→ DESCRIPTION OF THE TASK: Write the entries out exactly, with the final line being the one containing "But to me it".

→ RECORDS FOR THE EXERCISE:
PR #706, opened 2022-01-06
[fix] remove broken ? search operator

### LINKED ISSUE #702: `?` search syntax is broken
The [user documentation says](https://docs.searxng.org/user/search_syntax.html):
  
>**Prefix: `?`**
>to add engines and categories to the currently selected categories

But to me it is unclear how it is different from the `!` bang syntax. The following queries all yield exactly the same results:

* `!bing test !images`
* `!bing test ?images`
* `?bing test !images`

Only `?bing test ?images` for some reason only yields images??? :confused: 

Can somebody explain to me why somebody would want to use `?` over `!`?

If there is no satisfying answer to that question, I vote that we remove (or at least deprecate) the `?` syntax.

not-my-profile:
The ? search operator has been broken for some time and
currently only raises the question why it's still there.

## Context ##

The query "Paris !images" searches for "Paris" in the "images" category.

Once upon a time Searx supported "Paris ?images" to search for "Paris"
in the currently enabled categories and the "images" category.

The feature makes sense ... the ? syntax does not.
We will hopefully introduce a +!images syntax in the future.

Fixes #702.

### DIFF
--- a/docs/admin/engines/settings.rst
+++ b/docs/admin/engines/settings.rst
@@ -302,7 +302,7 @@ engine is shown.  Most of the options have a default value or even are optional.
   search engine.
 
 ``shortcut`` :
-  Code used to execute bang requests (in this case using ``!bi`` or ``?bi``)
+  Code used to execute bang requests (in this case using ``!bi``)
 
 ``base_url`` : optional
   Part of the URL that should be stable across every request.  Can be useful to
--- a/docs/user/search_syntax.rst
+++ b/docs/user/search_syntax.rst
@@ -14,9 +14,6 @@ Prefix ``!``
 Prefix: ``:``
   to set language
 
-Prefix: ``?``
-  to add engines and categories to the currently selected categories
-
 Abbrevations of the engines and languages are also accepted.  Engine/category
 modifiers are chainable and inclusive (e.g. with :search:`!it !ddg !wp qwer
 <?q=%21it%20%21ddg%20%21wp%20qwer>` search in IT category **and** duckduckgo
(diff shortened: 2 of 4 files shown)


return42:
OT: but while we are modifying query.py and we need to test, does it make sense that we BTW add this file to the pylint process by adding a comment ..

```diff
git diff
diff --git a/searx/query.py b/searx/query.py
index f5f62882..cf5717ab 100644
--- a/searx/query.py
+++ b/searx/query.py
@@ -1,4 +1,10 @@
 # SPDX-License-Identifier: AGPL-3.0-or-later
+# lint: pylint
+# pylint: disable=missing-class-docstring
+"""Module that implements parsers to parses the *query* from different contexts.
+
+FIXME: .. add here some words about ':' (lang), '!' (engine, categ) and the parsers? ...
+"""
```

With the `# lint: pylint` addition we have a more elaborate pylint check ...

```
make test.pylint
TEST      [pylint] $PYLINT_FILES
************* Module searx.query
searx/query.py:93:12: C0103: Variable name "lc" doesn't conform to '(([a-z][a-zA-Z0-9_]{2,30})|(_[a-z0-9_]*)|([a-z]))$' pattern (invalid-name)
searx/query.py:134:12: C0103: Variable name "lc" doesn't conform to '(([a-z][a-zA-Z0-9_]{2,30})|(_[a-z0-9_]*)|([a-z]))$' pattern (invalid-name)
searx/query.py:199:8: R1715: Consider using dict.get for getting values from a dict if a key is present or a default if not (consider-using-get)
```

There is no need to do that in this PR ... but I often add files to pylint when we have to touch and test them anyway / it is a good opportunity.

not-my-profile:
Thanks, I didn't know about `# lint: pylint`! I'll still pass on this opportunity for now ... I already have too many other changes on my mind.

return42 (approved):

PR #708, opened 2022-01-06
Refactor `preferences`

not-my-profile:
## What does this PR do?

Fixe some hacks & misplaced inheritance and adds type hints.

### DIFF
--- a/searx/preferences.py
+++ b/searx/preferences.py
@@ -8,8 +8,14 @@
 from base64 import urlsafe_b64encode, urlsafe_b64decode
 from zlib import compress, decompress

→ EXERCISE RESPONSE:
PR #706, opened 2022-01-06
[fix] remove broken ? search operator

### LINKED ISSUE #702: `?` search syntax is broken
The [user documentation says](https://docs.searxng.org/user/search_syntax.html):
  
>**Prefix: `?`**
>to add engines and categories to the currently selected categories

But to me it is unclear how it is different from the `!` bang syntax. The following queries all yield exactly the same results:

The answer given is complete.